Problem description:
Where does the string "Supplying" appear in the records? Copy each line that holds it.

(Saved entries)
== Segment start ==

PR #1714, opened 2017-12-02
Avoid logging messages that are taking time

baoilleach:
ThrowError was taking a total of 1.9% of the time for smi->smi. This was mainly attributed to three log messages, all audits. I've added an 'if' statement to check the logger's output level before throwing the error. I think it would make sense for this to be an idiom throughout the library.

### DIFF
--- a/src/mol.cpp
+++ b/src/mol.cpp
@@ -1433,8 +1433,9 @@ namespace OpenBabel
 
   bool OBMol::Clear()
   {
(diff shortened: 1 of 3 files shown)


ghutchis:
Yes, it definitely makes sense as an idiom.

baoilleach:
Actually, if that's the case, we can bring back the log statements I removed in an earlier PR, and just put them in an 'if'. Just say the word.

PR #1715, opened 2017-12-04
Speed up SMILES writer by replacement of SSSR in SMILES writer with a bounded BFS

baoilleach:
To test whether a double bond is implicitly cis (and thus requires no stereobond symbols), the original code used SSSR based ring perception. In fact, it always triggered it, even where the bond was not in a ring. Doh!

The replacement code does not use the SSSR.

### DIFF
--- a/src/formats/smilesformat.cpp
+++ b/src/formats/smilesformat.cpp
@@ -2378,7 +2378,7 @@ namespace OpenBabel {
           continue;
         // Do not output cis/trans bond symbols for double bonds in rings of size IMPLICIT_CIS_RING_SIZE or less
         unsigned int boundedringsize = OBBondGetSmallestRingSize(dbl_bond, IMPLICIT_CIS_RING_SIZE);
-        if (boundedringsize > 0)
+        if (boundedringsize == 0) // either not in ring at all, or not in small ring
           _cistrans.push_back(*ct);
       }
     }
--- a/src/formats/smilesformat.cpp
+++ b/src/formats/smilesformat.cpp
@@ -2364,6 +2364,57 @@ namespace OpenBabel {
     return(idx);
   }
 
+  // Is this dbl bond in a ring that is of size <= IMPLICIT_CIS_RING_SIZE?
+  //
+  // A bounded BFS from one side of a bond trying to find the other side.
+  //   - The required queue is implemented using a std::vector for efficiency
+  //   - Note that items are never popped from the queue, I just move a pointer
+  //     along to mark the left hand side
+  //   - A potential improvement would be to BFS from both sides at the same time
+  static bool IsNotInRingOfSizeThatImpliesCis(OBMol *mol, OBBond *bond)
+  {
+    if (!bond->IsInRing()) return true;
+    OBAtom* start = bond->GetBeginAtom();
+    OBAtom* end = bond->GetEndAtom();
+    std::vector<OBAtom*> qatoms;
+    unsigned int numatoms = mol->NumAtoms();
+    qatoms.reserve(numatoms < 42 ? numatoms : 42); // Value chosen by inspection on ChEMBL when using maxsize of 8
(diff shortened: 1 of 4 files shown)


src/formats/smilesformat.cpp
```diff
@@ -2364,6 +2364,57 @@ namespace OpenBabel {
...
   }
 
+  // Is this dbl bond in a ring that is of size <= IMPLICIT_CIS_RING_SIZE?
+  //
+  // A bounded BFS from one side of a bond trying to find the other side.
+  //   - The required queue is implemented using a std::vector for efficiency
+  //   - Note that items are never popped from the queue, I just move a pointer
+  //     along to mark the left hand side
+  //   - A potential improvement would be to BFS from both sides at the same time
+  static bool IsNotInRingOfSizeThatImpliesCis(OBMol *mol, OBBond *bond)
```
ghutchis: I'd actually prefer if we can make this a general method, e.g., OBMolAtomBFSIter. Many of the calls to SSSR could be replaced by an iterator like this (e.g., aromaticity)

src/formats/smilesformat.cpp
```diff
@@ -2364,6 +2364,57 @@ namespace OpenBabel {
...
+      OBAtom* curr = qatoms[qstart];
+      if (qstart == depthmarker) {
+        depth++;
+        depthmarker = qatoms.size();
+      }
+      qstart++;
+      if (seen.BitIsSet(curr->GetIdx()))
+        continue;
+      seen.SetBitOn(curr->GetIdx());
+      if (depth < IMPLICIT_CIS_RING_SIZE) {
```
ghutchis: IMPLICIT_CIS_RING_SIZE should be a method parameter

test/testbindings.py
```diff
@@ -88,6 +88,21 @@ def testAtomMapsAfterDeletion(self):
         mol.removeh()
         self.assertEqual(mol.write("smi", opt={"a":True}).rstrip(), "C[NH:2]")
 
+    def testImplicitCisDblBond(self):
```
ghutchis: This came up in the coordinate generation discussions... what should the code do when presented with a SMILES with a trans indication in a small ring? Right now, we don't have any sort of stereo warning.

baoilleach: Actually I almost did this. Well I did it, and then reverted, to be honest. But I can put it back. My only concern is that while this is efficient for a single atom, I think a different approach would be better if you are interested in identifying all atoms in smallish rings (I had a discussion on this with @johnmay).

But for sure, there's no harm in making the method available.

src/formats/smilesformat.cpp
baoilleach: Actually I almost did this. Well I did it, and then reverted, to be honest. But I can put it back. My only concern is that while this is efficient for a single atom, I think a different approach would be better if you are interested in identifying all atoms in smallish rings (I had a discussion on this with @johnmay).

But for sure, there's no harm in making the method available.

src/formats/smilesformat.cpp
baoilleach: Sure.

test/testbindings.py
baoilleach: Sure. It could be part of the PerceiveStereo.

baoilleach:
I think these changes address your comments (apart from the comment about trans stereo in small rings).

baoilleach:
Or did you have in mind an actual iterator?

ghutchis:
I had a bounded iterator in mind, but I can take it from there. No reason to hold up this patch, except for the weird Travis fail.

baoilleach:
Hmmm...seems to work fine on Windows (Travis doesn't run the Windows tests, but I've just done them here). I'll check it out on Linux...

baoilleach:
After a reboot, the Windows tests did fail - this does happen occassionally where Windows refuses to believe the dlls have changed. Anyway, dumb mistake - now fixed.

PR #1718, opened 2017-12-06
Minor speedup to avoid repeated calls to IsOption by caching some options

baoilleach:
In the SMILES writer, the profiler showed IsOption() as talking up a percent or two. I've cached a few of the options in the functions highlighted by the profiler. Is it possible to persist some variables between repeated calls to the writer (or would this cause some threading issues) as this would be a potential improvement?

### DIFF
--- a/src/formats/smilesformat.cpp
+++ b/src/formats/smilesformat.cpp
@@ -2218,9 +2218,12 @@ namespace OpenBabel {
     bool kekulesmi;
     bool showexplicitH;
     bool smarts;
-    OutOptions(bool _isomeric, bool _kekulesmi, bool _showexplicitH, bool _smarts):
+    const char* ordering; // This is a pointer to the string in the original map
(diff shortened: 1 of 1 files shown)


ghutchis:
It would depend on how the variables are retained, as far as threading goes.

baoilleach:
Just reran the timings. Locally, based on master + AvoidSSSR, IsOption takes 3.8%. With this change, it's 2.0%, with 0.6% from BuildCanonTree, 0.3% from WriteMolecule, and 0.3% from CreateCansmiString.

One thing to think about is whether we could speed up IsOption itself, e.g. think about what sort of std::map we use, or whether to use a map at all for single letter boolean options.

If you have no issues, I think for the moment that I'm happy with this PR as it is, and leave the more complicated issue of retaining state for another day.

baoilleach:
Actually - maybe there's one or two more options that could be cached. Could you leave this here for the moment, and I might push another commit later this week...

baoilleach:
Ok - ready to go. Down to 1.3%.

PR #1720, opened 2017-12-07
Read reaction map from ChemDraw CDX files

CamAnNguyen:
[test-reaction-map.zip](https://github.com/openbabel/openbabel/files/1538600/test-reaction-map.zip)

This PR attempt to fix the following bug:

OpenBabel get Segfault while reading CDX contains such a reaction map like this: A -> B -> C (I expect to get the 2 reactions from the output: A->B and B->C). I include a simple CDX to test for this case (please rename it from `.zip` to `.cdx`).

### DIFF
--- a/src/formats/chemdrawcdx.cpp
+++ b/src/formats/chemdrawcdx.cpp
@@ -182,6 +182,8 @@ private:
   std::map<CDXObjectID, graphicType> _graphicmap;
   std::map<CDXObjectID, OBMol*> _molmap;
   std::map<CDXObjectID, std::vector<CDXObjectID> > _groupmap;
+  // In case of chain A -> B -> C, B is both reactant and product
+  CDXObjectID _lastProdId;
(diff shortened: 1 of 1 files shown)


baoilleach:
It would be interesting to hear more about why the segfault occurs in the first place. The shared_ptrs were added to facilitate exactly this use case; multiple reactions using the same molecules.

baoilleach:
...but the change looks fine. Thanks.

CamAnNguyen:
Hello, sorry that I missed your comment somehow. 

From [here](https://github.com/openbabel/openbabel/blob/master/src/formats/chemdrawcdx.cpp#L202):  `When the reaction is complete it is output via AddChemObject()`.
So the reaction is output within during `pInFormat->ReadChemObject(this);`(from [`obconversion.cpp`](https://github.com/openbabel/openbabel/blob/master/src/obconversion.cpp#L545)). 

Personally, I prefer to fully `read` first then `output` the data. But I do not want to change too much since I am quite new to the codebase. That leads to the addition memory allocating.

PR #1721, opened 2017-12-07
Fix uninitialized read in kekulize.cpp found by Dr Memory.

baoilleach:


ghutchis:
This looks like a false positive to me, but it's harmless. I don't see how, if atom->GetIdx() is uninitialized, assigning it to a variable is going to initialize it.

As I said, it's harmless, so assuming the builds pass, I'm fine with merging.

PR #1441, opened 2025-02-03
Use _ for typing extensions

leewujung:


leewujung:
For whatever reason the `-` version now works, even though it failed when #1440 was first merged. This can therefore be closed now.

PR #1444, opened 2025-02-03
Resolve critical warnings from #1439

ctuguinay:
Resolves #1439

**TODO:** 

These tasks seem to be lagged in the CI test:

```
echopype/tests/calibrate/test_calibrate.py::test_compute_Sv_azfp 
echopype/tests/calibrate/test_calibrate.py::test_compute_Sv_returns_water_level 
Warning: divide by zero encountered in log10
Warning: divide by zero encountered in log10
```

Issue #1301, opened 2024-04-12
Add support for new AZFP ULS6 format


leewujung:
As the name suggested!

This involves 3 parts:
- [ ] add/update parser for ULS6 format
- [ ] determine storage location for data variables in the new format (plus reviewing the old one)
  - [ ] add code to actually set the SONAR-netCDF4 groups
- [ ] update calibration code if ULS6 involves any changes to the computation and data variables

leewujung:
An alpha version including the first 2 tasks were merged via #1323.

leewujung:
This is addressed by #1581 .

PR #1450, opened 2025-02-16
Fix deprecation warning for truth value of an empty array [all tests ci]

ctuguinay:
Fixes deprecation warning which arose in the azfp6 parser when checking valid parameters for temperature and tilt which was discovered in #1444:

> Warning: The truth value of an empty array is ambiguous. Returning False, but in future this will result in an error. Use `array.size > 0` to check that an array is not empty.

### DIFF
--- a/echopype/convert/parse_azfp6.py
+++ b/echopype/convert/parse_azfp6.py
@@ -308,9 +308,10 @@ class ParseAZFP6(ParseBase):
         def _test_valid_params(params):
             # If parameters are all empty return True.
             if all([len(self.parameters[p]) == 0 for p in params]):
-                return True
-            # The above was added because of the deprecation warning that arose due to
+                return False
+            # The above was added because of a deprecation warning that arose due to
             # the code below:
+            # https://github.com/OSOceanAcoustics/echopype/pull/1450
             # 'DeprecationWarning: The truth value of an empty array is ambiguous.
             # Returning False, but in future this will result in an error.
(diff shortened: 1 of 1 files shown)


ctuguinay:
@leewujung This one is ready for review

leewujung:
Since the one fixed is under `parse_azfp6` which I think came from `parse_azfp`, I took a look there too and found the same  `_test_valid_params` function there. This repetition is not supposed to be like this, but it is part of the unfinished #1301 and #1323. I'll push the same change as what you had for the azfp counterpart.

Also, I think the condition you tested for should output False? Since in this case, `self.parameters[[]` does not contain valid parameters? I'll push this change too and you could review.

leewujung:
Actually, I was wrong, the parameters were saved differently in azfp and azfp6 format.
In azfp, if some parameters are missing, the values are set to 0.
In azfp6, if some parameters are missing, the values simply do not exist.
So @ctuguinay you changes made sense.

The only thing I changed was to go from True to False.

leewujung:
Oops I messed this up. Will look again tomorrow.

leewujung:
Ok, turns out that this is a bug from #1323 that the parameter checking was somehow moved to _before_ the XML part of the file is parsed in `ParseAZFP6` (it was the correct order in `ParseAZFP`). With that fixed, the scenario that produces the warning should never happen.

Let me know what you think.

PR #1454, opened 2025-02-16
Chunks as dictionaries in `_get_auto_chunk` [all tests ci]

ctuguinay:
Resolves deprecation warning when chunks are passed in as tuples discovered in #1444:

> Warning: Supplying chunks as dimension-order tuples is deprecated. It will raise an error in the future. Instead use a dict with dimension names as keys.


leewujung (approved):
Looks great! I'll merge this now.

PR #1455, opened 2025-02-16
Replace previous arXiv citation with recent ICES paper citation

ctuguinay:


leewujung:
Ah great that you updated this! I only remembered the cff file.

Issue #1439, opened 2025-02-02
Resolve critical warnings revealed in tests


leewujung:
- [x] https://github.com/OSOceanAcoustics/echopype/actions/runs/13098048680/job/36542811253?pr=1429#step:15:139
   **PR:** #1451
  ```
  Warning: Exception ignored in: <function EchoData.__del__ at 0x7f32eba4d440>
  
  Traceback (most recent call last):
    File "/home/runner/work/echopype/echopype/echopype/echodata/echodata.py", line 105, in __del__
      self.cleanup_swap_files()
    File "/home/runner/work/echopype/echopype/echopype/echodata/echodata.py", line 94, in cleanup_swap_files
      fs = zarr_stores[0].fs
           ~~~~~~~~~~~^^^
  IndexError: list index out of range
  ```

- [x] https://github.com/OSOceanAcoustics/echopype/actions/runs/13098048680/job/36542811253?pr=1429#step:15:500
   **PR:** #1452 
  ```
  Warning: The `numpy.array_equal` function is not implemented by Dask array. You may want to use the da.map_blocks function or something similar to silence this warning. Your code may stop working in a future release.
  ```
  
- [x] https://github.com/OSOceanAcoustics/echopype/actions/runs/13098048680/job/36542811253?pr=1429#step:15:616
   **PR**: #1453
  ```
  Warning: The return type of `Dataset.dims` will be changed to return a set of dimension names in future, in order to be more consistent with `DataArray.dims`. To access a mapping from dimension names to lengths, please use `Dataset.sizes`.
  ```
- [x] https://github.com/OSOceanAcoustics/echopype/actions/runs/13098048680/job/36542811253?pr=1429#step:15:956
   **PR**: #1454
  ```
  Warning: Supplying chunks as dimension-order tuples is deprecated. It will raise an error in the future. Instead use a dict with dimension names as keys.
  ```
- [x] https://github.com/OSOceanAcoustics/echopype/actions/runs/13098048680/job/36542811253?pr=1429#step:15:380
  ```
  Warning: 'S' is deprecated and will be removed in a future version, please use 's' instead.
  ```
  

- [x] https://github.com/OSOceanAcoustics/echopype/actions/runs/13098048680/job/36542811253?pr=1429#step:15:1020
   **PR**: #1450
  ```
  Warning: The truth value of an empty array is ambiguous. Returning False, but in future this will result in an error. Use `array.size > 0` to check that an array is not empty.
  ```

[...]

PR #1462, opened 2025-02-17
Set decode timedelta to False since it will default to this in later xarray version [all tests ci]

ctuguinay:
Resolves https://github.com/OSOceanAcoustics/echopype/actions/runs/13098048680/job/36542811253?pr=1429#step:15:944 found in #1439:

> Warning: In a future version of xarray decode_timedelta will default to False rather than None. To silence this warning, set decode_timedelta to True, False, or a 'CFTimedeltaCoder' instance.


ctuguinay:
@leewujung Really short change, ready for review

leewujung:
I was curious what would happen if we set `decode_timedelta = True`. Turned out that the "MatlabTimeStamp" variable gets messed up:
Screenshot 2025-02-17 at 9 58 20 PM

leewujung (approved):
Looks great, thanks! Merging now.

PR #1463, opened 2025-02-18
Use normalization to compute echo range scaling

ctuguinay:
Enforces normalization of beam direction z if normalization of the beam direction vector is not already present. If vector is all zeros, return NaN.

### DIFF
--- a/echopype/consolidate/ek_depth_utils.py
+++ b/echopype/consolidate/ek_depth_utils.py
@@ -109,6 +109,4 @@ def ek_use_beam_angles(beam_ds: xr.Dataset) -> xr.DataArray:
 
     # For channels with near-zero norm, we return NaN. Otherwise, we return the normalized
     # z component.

== Segment end ==

Response:
> Warning: Supplying chunks as dimension-order tuples is deprecated. It will raise an error in the future. Instead use a dict with dimension names as keys.
  Warning: Supplying chunks as dimension-order tuples is deprecated. It will raise an error in the future. Instead use a dict with dimension names as keys.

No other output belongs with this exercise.